Sedangkan untuk jenis pekerjaan yang rawan terjangkit virus HIV/AIDS adalah karyawan dengan persentase 46,2 persen, ibu rumah tangga 18,9 persen, dan wiraswasta 14,6 persen. Lalu pada kelompok seksual tertentu, yakni homoseksual sebanyak 46 persen, heteroseksual 49 persen, dan biseksual 2,3 persen.

“Edukasi dan mencegah itu penting, apalagi pada keluarga karena ibu rumah tangga juga berisiko terpapar virus. Sedangkan untuk kecamatan yang paling banyak penderita HIV/AIDS adalah Kecamatan Sawahan dan Kecamatan Tambaksari, maka kita berusaha melakukan penemuan lebih dini, agar bisa memberikan intervensi dan peluang sembuh akan lebih besar,” ia menerangkan.

BACA JUGA: Obat ARV untuk HIV/AIDS di Jatim Menipis

Untuk penanganannya, Nanik memberikan pengobatan layanan gratis yang diberikan oleh 13 puskesmas dan 10 rumah sakit di Kota Surabaya. Kemudian, pihaknya juga memberikan pendampingan, konseling, dan memberikan home care ke rumah penderita HIV, serta memberikan dukungan.

“Dari kelurahan juga memberikan susu dan permakanan untuk penderita yang tidak mampu. Kita juga selalu memberikan informasi yang komprehensif terhadap pencegahan penularan yang rutin kita lakukan kepada sekolah, mahasiswa, kelompok pekerja hiburan, dan masyarakat luas yang rentan terhadap penyakit ini,” ia menguraikan.

Tak hanya itu saja, pihaknya juga membentuk petugas penjangkau yang menjangkau kelompok-kelompok berisiko dengan melakukan akses pemeriksaan HIV di layanan Dinkes Kota Surabaya. Kemudian melakukan monitoring pemberian pengobatan dengan pemeriksaan secara berkala, serta berkoordinasi dengan Dinas Kebudayaan, Kepemudaan, dan Olah Raga serta Pariwisata untuk mendatangi rumah hiburan.

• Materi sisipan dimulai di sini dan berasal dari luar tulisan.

PR #1068, opened 2024-03-01
Fix examples

### LINKED ISSUE #1067: Shader examples will not load. Unexpected token '}'
When looking at the shader examples the web console gives the following error and the example fails to load: 
Uncaught SyntaxError: Unexpected token '}' (at animate-shader/:304:3)

Here is the page that I was looking at specifically: 
https://bevyengine.org/examples/Shaders/animate-shader/

rparrett:
Fixes #1067.

By removing some stray `}` chars.

And fixes the first-line indentation that showed up again in the code blocks on the example pages.

image

### DIFF
--- a/templates/example-webgpu.html
+++ b/templates/example-webgpu.html
@@ -8,7 +8,7 @@
       <h2 class="example__title">{{ category.title }} / {{ page.title }}</h2>
       <a class="example__back" href="/examples-webgpu"><i class="icon icon--chevron-left"></i> Back to examples</a>
       <a class="example__github"
-         href="https://github.com/bevyengine/bevy/blob/latest/{{ page.extra.github_code_path }}">
+          href="https://github.com/bevyengine/bevy/blob/latest/{{ page.extra.github_code_path }}">
         <i class="icon icon--github"></i> View in GitHub
       </a>
     </div>
--- a/templates/example-webgpu.html
+++ b/templates/example-webgpu.html
@@ -8,7 +8,7 @@
       <h2 class="example__title">{{ category.title }} / {{ page.title }}</h2>
       <a class="example__back" href="/examples-webgpu"><i class="icon icon--chevron-left"></i> Back to examples</a>
       <a class="example__github"
-          href="https://github.com/bevyengine/bevy/blob/latest/{{ page.extra.github_code_path }}">
+         href="https://github.com/bevyengine/bevy/blob/latest/{{ page.extra.github_code_path }}">
         <i class="icon icon--github"></i> View in GitHub
       </a>
     </div>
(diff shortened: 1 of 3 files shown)


rparrett:
I'm not sure if I'm running djlint properly, so I am curious to see if CI is okay with this.

templates/example-webgpu.html
```diff
@@ -8,7 +8,7 @@
       <h2 class="example__title">{{ category.title }} / {{ page.title }}</h2>
       <a class="example__back" href="/examples-webgpu"><i class="icon icon--chevron-left"></i> Back to examples</a>
       <a class="example__github"
-          href="https://github.com/bevyengine/bevy/blob/latest/{{ page.extra.github_code_path }}">
```
TrialDragon, line 11: This was intentional. Editor config requires the tab amount to be a multiple of 2 to keep tab consistency.

templates/example.html
```diff
@@ -8,7 +8,7 @@
       <h2 class="example__title">{{ category.title }} / {{ page.title }}</h2>
       <a class="example__back" href="/examples"><i class="icon icon--chevron-left"></i> Back to examples</a>
       <a class="example__github"
-          href="https://github.com/bevyengine/bevy/blob/latest/{{ page.extra.github_code_path }}">
```
TrialDragon, line 11: What I said above.

alice-i-cecile:
Looks like the linter is complaining: perhaps we should just ignore this file?

templates/example-webgpu.html
rparrett: My local copy of djlint removed the space. Will add it back in manually.

TrialDragon (approved):

templates/layouts/base.html
```diff
@@ -41,6 +41,8 @@
     {% set show_nav_toggle = true %}
   {% endif %}
 {% endif %}
+{% set newline = "
```
BD103, line 44: What is the point of this line? (Non-blocking)

BD103 (approved):
Looks goods! I just have one quick question, but I tested it locally and it works. :)

templates/layouts/base.html
rparrett: This is part of the fix for the weird indentation in the code blocks.

As far as I can tell, a literal newline is the only way to get a newline into a string in Zola's templates. Previously, we put that literal newline in the code block generation code. But because the new CI is forcing us to indent that code, we're getting some spaces along with out newline.

So I set up this `newline` variable so I could get the newline in with string concatenation.

rparrett: See also: https://github.com/bevyengine/bevy-website/pull/951

Issue #281, opened 2017-04-19
The css unit % is not a valid css identifier


zoechi:
for
    
```html
[style.width.%]="100"
```
(at the % sign)

mk13:
Thanks! Will look into it. Will also add to the angular_ast.

PR #282, opened 2017-04-19
Percentage use fix in style.width and style.height. Test cases added

mk13:
`[style.width.%]` and `[style.height.%]` are allowed; but usage of % is a non width or height should still raise error.

Ref issue #281

### DIFF
--- a/analyzer_plugin/lib/src/resolver.dart
+++ b/analyzer_plugin/lib/src/resolver.dart
@@ -1211,7 +1211,11 @@ class SingleScopeResolver extends AngularScopeVisitor {
     if (dotpos != -1) {
       cssPropertyName = attribute.name.substring(0, dotpos);
       var cssUnitName = attribute.name.substring(dotpos + '.'.length);
-      if (!_isCssIdentifier(cssUnitName)) {
+      var validUnitName =
+          (cssPropertyName == 'width' || cssPropertyName == 'height') &&
+              cssUnitName == '%';
+      validUnitName = validUnitName || _isCssIdentifier(cssUnitName);
+      if (!validUnitName) {
         errorListener.onError(new AnalysisError(
             templateSource,
             attribute.nameOffset + dotpos + 1,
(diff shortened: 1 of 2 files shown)


mk13:
Need to add similar logic into parallel branch used for angular_ast merging.

analyzer_plugin/lib/src/resolver.dart
```diff
@@ -1211,7 +1211,11 @@ class SingleScopeResolver extends AngularScopeVisitor {
     if (dotpos != -1) {
       cssPropertyName = attribute.name.substring(0, dotpos);
       var cssUnitName = attribute.name.substring(dotpos + '.'.length);
-      if (!_isCssIdentifier(cssUnitName)) {
+      var validUnitName =
+          (cssPropertyName == 'width' || cssPropertyName == 'height') &&
```
MichaelRFairhurst: Hmm, this is too restrictive. Could be margin, marginTop, etc, I think border too...

mk13:
Should be more comprehensive now.

analyzer_plugin/lib/src/resolver.dart
```diff
@@ -1212,8 +1245,7 @@ class SingleScopeResolver extends AngularScopeVisitor {
       cssPropertyName = attribute.name.substring(0, dotpos);
       var cssUnitName = attribute.name.substring(dotpos + '.'.length);
       var validUnitName =
-          (cssPropertyName == 'width' || cssPropertyName == 'height') &&
-              cssUnitName == '%';
+          styleWithPercent.contains(cssPropertyName) && cssUnitName == '%';
```
zoechi: Is there a reason `%` is special-cased? What about all the other CSS units like https://www.w3.org/TR/css3-values/#lengths

mk13: I believe it follows javascript syntax for binding styles; ex: `style.<someProp>.%=20` where the property must have a percentage binding. Is `style.length.%=50` legal in javascript? If so I'll have to fix it.

MichaelRFairhurst:
Ideally we (eventually) don't special case any units, but are able to validate all css properties and units.

I'm wary though of trying to validate this at the moment, because of things like browser extensions. For instance, what if `-moz-opacity` supports `%`?

But I think at a certain point we have to take a leap. I am happy to start here, and ideally we can soon add validation for more units like `px` `em` etc.

zoechi:
I see. I just wanted to be sure to not get a warning when I use one of the other units.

“Dalam kurun waktu lima tahun terakhir, sampai dengan tahun 2021 lalu adalah penurunan signifikan dibanding tahun 2018 yang paling tinggi. Maka skrining terus kami lakukan dan Kota Surabaya juga memiliki Komisi Penanggulangan AIDS (KPA) yang aktif pada 31 kecamatan,” ia menguraikan.